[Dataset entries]
══════

PR #582, opened 2023-02-28
Update feature flag platform name

guarani:
### Description

Addresses https://github.com/wordpress-mobile/WordPress-iOS/issues/20222

The feature flag name should be `ios` as mentioned in the above issue. On Android we're using the OS name `android`, so on iOS we should use `ios`..

### Testing Details

See https://github.com/wordpress-mobile/WordPress-iOS/pull/20238

---

### DIFF
--- a/CHANGELOG.md
+++ b/CHANGELOG.md
@@ -42,7 +42,7 @@ _None._
 
 ### Bug Fixes
 
-_None._
+- Changes the feature flag platform identifier to `ios`
 
 ### Internal Changes
 
@@ -58,7 +58,6 @@ _None._
 ### Bug Fixes
 
 - Fixes regression in logic to decode whether user has a free plan from JSON [#578]
-- Changes the feature flag platform identifier to `ios`
 
 ## 6.0.0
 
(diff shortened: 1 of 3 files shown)


staskus (approved):
Since no remote flag was relying on this platform flag so far, it's safe to make this change. I checked, this is the only place where the platform is passed. ✅

guarani:
Reverted `podspec` after @mokagio confirmed to me that we can simply merge to `trunk` and then point the client app to `trunk`.

<sub>internal ref paaHJt-4lp-p2#comment-7165</sub>

staskus:
@guarani 

I'm wondering if we should revert it back to `apple`. 

I'm making a change for a remote feature flag since it's still configured to use `apple` but it looks to require more changes than defining `platform_is(`ios`)` since it depends on the enum and additional checks.

fbhepr%2Skers%2Sjcpbz%2Sjc%2Qpbagrag%2Syvo%2Sjcpbz%2Qehyrf%2Sfep%2Srahzf%2Spynff%2Qcyngsbez.cuc%3Se%3Qs109ps1o-og
fbhepr%2Skers%2Sjcpbz%2Sjc%2Qpbagrag%2Syvo%2Sjcpbz%2Qehyrf%2Sfep%2Sehyrf%2Spynff%2Qcyngsbez%2Qvf.cuc%3Se%3Qs109ps1o%2326-og

----

### Update

Even if it requires more changes than anticipated, we should stick to renaming the flag since this change is shipping with 21.9.

Please check:
D104827-code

══════

Would you please give the data above again, exactly as it appears?

PR #582, opened 2023-02-28
Update feature flag platform name

guarani:
### Description

Addresses https://github.com/wordpress-mobile/WordPress-iOS/issues/20222

The feature flag name should be `ios` as mentioned in the above issue. On Android we're using the OS name `android`, so on iOS we should use `ios`..

### Testing Details

See https://github.com/wordpress-mobile/WordPress-iOS/pull/20238

---

### DIFF
--- a/CHANGELOG.md
+++ b/CHANGELOG.md
@@ -42,7 +42,7 @@ _None._
 
 ### Bug Fixes
 
-_None._
+- Changes the feature flag platform identifier to `ios`
 
 ### Internal Changes
 
@@ -58,7 +58,6 @@ _None._
 ### Bug Fixes
 
 - Fixes regression in logic to decode whether user has a free plan from JSON [#578]
-- Changes the feature flag platform identifier to `ios`
 
 ## 6.0.0
 
(diff shortened: 1 of 3 files shown)


staskus (approved):
Since no remote flag was relying on this platform flag so far, it's safe to make this change. I checked, this is the only place where the platform is passed. ✅

guarani:
Reverted `podspec` after @mokagio confirmed to me that we can simply merge to `trunk` and then point the client app to `trunk`.

<sub>internal ref paaHJt-4lp-p2#comment-7165</sub>

staskus:
@guarani 

I'm wondering if we should revert it back to `apple`. 

I'm making a change for a remote feature flag since it's still configured to use `apple` but it looks to require more changes than defining `platform_is(`ios`)` since it depends on the enum and additional checks.

fbhepr%2Skers%2Sjcpbz%2Sjc%2Qpbagrag%2Syvo%2Sjcpbz%2Qehyrf%2Sfep%2Srahzf%2Spynff%2Qcyngsbez.cuc%3Se%3Qs109ps1o-og
fbhepr%2Skers%2Sjcpbz%2Sjc%2Qpbagrag%2Syvo%2Sjcpbz%2Qehyrf%2Sfep%2Sehyrf%2Spynff%2Qcyngsbez%2Qvf.cuc%3Se%3Qs109ps1o%2326-og

----

### Update

Even if it requires more changes than anticipated, we should stick to renaming the flag since this change is shipping with 21.9.

Please check:
D104827-code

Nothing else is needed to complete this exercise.